*** DATASET RECORDS ***

PR #1475, opened 2021-08-20
OwnerRelayOnOptimism unit test simplification

i-stam:
This PR removes `triggerSendMessage()` from  `OwnerRelayOnOptimism.js` as it complicates the code without being needed.
Since smock gives us the possibility to use the contract itself as the `msg.sender` we can simplify the tests without having to simulate all the `sendMessage` complexity of the sequencer.
Similarly to `triggerSendMessage()`,  `finalizeRelay() `is being used for both `finalizeRelay` and `finalizeRelayBatch` functionality

### DIFF
--- a/test/contracts/OwnerRelayOnOptimism.js
+++ b/test/contracts/OwnerRelayOnOptimism.js
@@ -135,7 +135,7 @@ contract('OwnerRelayOnOptimism', () => {
 		let relayedMessageData;
 		let nominateNewOwnerCalldata;
 
-		async function finalizeRelay(isBatch, targets, calldata) {
+		async function triggerFinalizeRelay(isBatch, targets, calldata) {
 			let relayReceipt, sendMessageError;
 			const relayFnc = isBatch ? 'finalizeRelayBatch' : 'finalizeRelay';
 
@@ -181,11 +181,11 @@ contract('OwnerRelayOnOptimism', () => {
 				});
 
 				before('attempt to finalize the relay', async () => {
-					({ sendMessageError } = await finalizeRelay(
-						false,
+					({ sendMessageError } = await triggerFinalizeRelay(
+						false, // 1st param: isBatch == false then call finalizeRelay()
 						mockedContractAddressOnL2,
 						mockedRelayData
-					)); // isBatch == false i.e. finalizeRelay
+					));
 				});
 
 				it('reverts with the expected error', async () => {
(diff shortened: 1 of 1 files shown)


test/contracts/OwnerRelayOnOptimism.js
```diff
@@ -18,7 +18,7 @@ contract('OwnerRelayOnOptimism', () => {
 
 	// Mocked contracts
 	let MockedMessenger, MockedAddressResolver, MockedOwned1OnL2, MockedOwned2OnL2;
-
+	let MockedMessengerSigner;
```
ajsantander, line 21: ultra-nit: respect the spacing that was there before?

test/contracts/OwnerRelayOnOptimism.js
```diff
@@ -165,37 +171,21 @@ contract('OwnerRelayOnOptimism', () => {
...
 					);
 				});
 
 				before('attempt to finalize the relay', async () => {
-					await triggerSendMessage();
+					({ sendMessageError } = await finalizeRelay(
+						false,
+						mockedContractAddressOnL2,
+						mockedRelayData
+					)); // isBatch == false i.e. finalizeRelay
```
ajsantander, line 188: nit: a bit confused by this comment

test/contracts/OwnerRelayOnOptimism.js
```diff
@@ -165,37 +171,21 @@ contract('OwnerRelayOnOptimism', () => {
...
+
 				before('mock the Messenger to report some random account as the L1 initiator', async () => {
 					MockedMessenger.smocked.xDomainMessageSender.will.return.with(
 						ethers.Wallet.createRandom().address
 					);
 				});
 
 				before('attempt to finalize the relay', async () => {
-					await triggerSendMessage();
+					({ sendMessageError } = await finalizeRelay(
```
ajsantander, line 184: nit: maybe rename this to `simulateFinalizeRelay(...)` so that on code search it is clearly something different from the contract functions.

ajsantander (approved):
Great simplification. Just a couple of minor comments.

test/contracts/OwnerRelayOnOptimism.js
i-stam: updated

test/contracts/OwnerRelayOnOptimism.js
i-stam: renamed to `triggerFinalizeRelay()`.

*** End of DATASET RECORDS ***

# TASK DESCRIPTION
All records shown above are to be given again verbatim.

# RESULT OF THE EXERCISE
PR #1475, opened 2021-08-20
OwnerRelayOnOptimism unit test simplification

i-stam:
This PR removes `triggerSendMessage()` from  `OwnerRelayOnOptimism.js` as it complicates the code without being needed.
Since smock gives us the possibility to use the contract itself as the `msg.sender` we can simplify the tests without having to simulate all the `sendMessage` complexity of the sequencer.
Similarly to `triggerSendMessage()`,  `finalizeRelay() `is being used for both `finalizeRelay` and `finalizeRelayBatch` functionality

### DIFF
--- a/test/contracts/OwnerRelayOnOptimism.js
+++ b/test/contracts/OwnerRelayOnOptimism.js
@@ -135,7 +135,7 @@ contract('OwnerRelayOnOptimism', () => {
 		let relayedMessageData;
 		let nominateNewOwnerCalldata;
 
-		async function finalizeRelay(isBatch, targets, calldata) {
+		async function triggerFinalizeRelay(isBatch, targets, calldata) {
 			let relayReceipt, sendMessageError;
 			const relayFnc = isBatch ? 'finalizeRelayBatch' : 'finalizeRelay';
 
@@ -181,11 +181,11 @@ contract('OwnerRelayOnOptimism', () => {
 				});
 
 				before('attempt to finalize the relay', async () => {
-					({ sendMessageError } = await finalizeRelay(
-						false,
+					({ sendMessageError } = await triggerFinalizeRelay(
+						false, // 1st param: isBatch == false then call finalizeRelay()
 						mockedContractAddressOnL2,
 						mockedRelayData
-					)); // isBatch == false i.e. finalizeRelay
+					));
 				});
 
 				it('reverts with the expected error', async () => {
(diff shortened: 1 of 1 files shown)


test/contracts/OwnerRelayOnOptimism.js
```diff
@@ -18,7 +18,7 @@ contract('OwnerRelayOnOptimism', () => {
 
 	// Mocked contracts
 	let MockedMessenger, MockedAddressResolver, MockedOwned1OnL2, MockedOwned2OnL2;
-
+	let MockedMessengerSigner;
```
ajsantander, line 21: ultra-nit: respect the spacing that was there before?

test/contracts/OwnerRelayOnOptimism.js
```diff
@@ -165,37 +171,21 @@ contract('OwnerRelayOnOptimism', () => {
...
 					);
 				});
 
 				before('attempt to finalize the relay', async () => {
-					await triggerSendMessage();
+					({ sendMessageError } = await finalizeRelay(
+						false,
+						mockedContractAddressOnL2,
+						mockedRelayData
+					)); // isBatch == false i.e. finalizeRelay
```
ajsantander, line 188: nit: a bit confused by this comment

test/contracts/OwnerRelayOnOptimism.js
```diff
@@ -165,37 +171,21 @@ contract('OwnerRelayOnOptimism', () => {
...
+
 				before('mock the Messenger to report some random account as the L1 initiator', async () => {
 					MockedMessenger.smocked.xDomainMessageSender.will.return.with(
 						ethers.Wallet.createRandom().address
 					);
 				});
 
 				before('attempt to finalize the relay', async () => {
-					await triggerSendMessage();
+					({ sendMessageError } = await finalizeRelay(
```
ajsantander, line 184: nit: maybe rename this to `simulateFinalizeRelay(...)` so that on code search it is clearly something different from the contract functions.

ajsantander (approved):
Great simplification. Just a couple of minor comments.

test/contracts/OwnerRelayOnOptimism.js
i-stam: updated

test/contracts/OwnerRelayOnOptimism.js
i-stam: renamed to `triggerFinalizeRelay()`.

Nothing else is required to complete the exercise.